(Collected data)
● ● ● ● ● ● ●
Issue #5623, opened 2026-08-25
Late flow-resume callback overwrites a timed-out webhook_log as Success


AmishaBisht:
## What happens

When an async webhook node times out, two writers touch the same `webhook_logs` row and the second one partially undoes the first.

**1. At the 60s await window** — `FlowContext.handle_nil_message/2` records the timeout and the contact takes the Failure branch:

```elixir
Webhook.update_log(webhook_log_id, "Timeout: taking long to process response")
...
Messages.create_temp_message(context.organization_id, "Failure")
```

This hits the binary clause of `update_log/2` → `error: "Timeout...", status_code: 400`.

**2. If Kaapi's callback arrives afterwards** — it still passes signature validation, still uploads the TTS audio to GCS, and calls `maybe_update_log` with `%{success: true, ...}`, which lands in:

```elixir
def update_log(webhook_log, result) when is_map(result) do
  attrs = %{response_json: result, status_code: 200}
```

That overwrites `status_code` 400 → 200 and stores the response JSON, but **never clears `error`**.

The row ends up showing: `Success` / `200` / a valid GCS URL / and a stale `"Timeout: taking long to process response"`.

## Why it matters

- The flow had already moved on — the contact received **Failure**. The log says Success.
- `webhook_logs` undercount timeouts. Any timeout whose callback eventually arrived reads as a clean success, so the table can't be used to size the problem.
- It's actively misleading when debugging. This was found while investigating `text_to_speech` timeouts.

## Suggested fix

Once the flow has timed out and moved on, a late callback shouldn't be able to mark the log as successful. Either:

- don't update the log to Success when a timeout is already recorded, or
- skip the callback work entirely when the context is no longer awaiting results — this also avoids a pointless GCS upload

## Related

The same late callback also fails to resume, producing `Webhook resume failure` in AppSignal with reason `"<contact_id> does not have any active flows awaiting results"`.

Separately worth considering: the audio *is* successfully generated and uploaded to GCS, then discarded, while the contact gets a failure message. A late callback could deliver the media as a standalone message instead of throwing away work that's already been paid for.

PR #5624, opened 2026-08-25
feat(webhooks): per-org signing secret at onboarding, validate flow resume before TTS

AmishaBisht:
## Summary

Two changes to how Glific signs and validates async webhook callbacks.

**1. Per-org signing secret at onboarding.** Onboarding set every new organization's `signature_phrase` to the same placeholder `"Please change me, NOW!"`, so organizations were effectively signing their webhooks with a platform-wide shared secret. New organizations now get 32 bytes from `:crypto.strong_rand_bytes/1`. No backfill — existing organizations are untouched and `Glific.signature/3` keeps its current fallback.

**2. Validate the flow-resume callback before the TTS work.** Signature validation ran inside the supervised task, *after* `maybe_upload_tts_audio/1`. So an unsigned callback could make Glific base64-decode an arbitrary payload, write it to `/tmp` and upload it to GCS before anything checked the signature. The check now runs in the controller, ahead of any of that.

The TTS upload also moved into the supervised task so Glific answers Kaapi immediately. Kaapi's `CALLBACK_READ_TIMEOUT` is 10s with no retry, so any callback whose GCS upload ran long was being logged as a failed callback on their side.

`Webhook.valid_callback?/3` is extracted so the controller and `with_validated_callback/4` share one validation path.

## Checklist

- [ ] In the case of adding a new API, you added a **postman** request for that. — n/a, no new API

## Notes

- Rejected callbacks still answer `200`, matching the existing contract — there's a pre-existing test named *"returns 200 for invalid signature"*, so I didn't flip it to 401.
- The supervised task calls `Repo.put_process_state/1` because it runs outside the request process, where the plug's `organization_id` is out of scope and the GCS error path writes org-scoped rows.
- The forged-callback test drains `Glific.TaskSupervisor` before asserting — with the upload async, `assert_not_called/1` otherwise races the task and passes for the wrong reason.

**Not in scope**, both found while investigating TTS timeouts and worth separate tickets:

- The 60s `wait_time_default/0` is what actually drives most TTS/STT flow timeouts — audio nodes time out 5.6–7.5× more often than the text-only node.
- #5623 — a late callback overwrites a timed-out `webhook_log` as Success.


lib/glific/saas/queries.ex
```diff
@@ -173,7 +175,7 @@ defmodule Glific.Saas.Queries do
         "run_flow_each_time" => false,
         "allow_bot_number_update" => true
       },
-      signature_phrase: "Please change me, NOW!",
+      signature_phrase: generate_signature_phrase(),
```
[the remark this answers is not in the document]
AmishaBisht: Not doing this in this PR — deliberately, and the severity is lower than it looks because of the other half of this change.

`do_validate_signature/6` rejects when the payload's `organization_id` doesn't match the one resolved from the subdomain, so a signature is only useful against the org whose secret you hold.

Before this PR, onboarding gave **every** organization the same `signature_phrase` (`"Please change me, NOW!"`), so reading it in any org yielded the signing key for *all* of them — a genuine cross-tenant escalation. That's what the onboarding change here fixes: each new org now gets 32 random bytes.

With per-org secrets, a manager reading their own org's phrase can only forge callbacks for their own org — and they can already edit flows and send messages there, so it buys them very little. The residual exposure is that the same secret signs outbound `X-Glific-Signature` calls, so a leak lets someone impersonate Glific to their own NGO's webhook endpoint. Worth fixing, but narrow.

Redacting the field was implemented and then reverted here on purpose: `update_organization` would have to drop the field on write, which makes the settings form report a successful save while silently discarding the input. Closing it properly needs a matching change in `glific-frontend` to remove the input, which is out of scope for this PR.

Note also that the existing resolver is already role-based — `:staff` receives `""`. The gap is manager/admin, not all users.

The other two comments are addressed in 208c6bf07. On the requested regression test for a non-string `flow_id`: it can't be written. `config/test.exs` sets `compile_time_purge_matching: [[level_lower_than: :emergency]]`, so every `Logger.warning` call is stripped from the test build and the interpolation never executes. The `SafeLog.safe_inspect/1` guard is applied regardless, since the raise is real in production.

lib/glific_web/flows/flow_resume_controller.ex
```diff
@@ -24,18 +24,32 @@ defmodule GlificWeb.Flows.FlowResumeController do
...
+      else: json(conn, "")
+  end
+
+  # The GCS round trip blocked the response and Kaapi timed out waiting on it.
+  # put_process_state/1 is needed because the task runs outside the request process: the plug's
+  # organization_id is out of scope, and the GCS error path writes org-scoped rows.
+  # TODO: move maybe_upload_tts_audio/1 out of this controller — it's TTS-specific and
+  # breaches the thin/generic contract; revisit during the speech-to-speech integration.
+  @spec resume(Plug.Conn.t(), non_neg_integer(), map(), map(), integer()) :: Plug.Conn.t()
+  defp resume(conn, organization_id, result, parsed, callback_received_ts) do
```
rvignesh89, line 42: @AmishaBisht please confirm if sending large objects to async tasks does not copy it in memory because that'll slow the whole processing down.

rvignesh89 (approved):
Approved with comments

lib/glific_web/flows/flow_resume_controller.ex
AmishaBisht: it doesn't copy. On the BEAM, binaries larger than 64 bytes are refcounted and live off-heap in a shared binary heap. Copying the closure into the task copies the map structure plus a small reference struct and bumps the refcount; the payload stays where it is. So the ~1 MB base64 crosses the process boundary at roughly the cost of a small binary.

Only binaries ≤ 64 bytes are heap binaries and genuinely copied, which isn't our case.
● ● ● ● ● ● ●
— Problem to work on —
Out of the records above, pull each line containing the word "AmishaBisht".

— Exercise output —
AmishaBisht:
AmishaBisht:
AmishaBisht: Not doing this in this PR — deliberately, and the severity is lower than it looks because of the other half of this change.
rvignesh89, line 42: @AmishaBisht please confirm if sending large objects to async tasks does not copy it in memory because that'll slow the whole processing down.
AmishaBisht: it doesn't copy. On the BEAM, binaries larger than 64 bytes are refcounted and live off-heap in a shared binary heap. Copying the closure into the task copies the map structure plus a small reference struct and bumps the refcount; the payload stays where it is. So the ~1 MB base64 crosses the process boundary at roughly the cost of a small binary.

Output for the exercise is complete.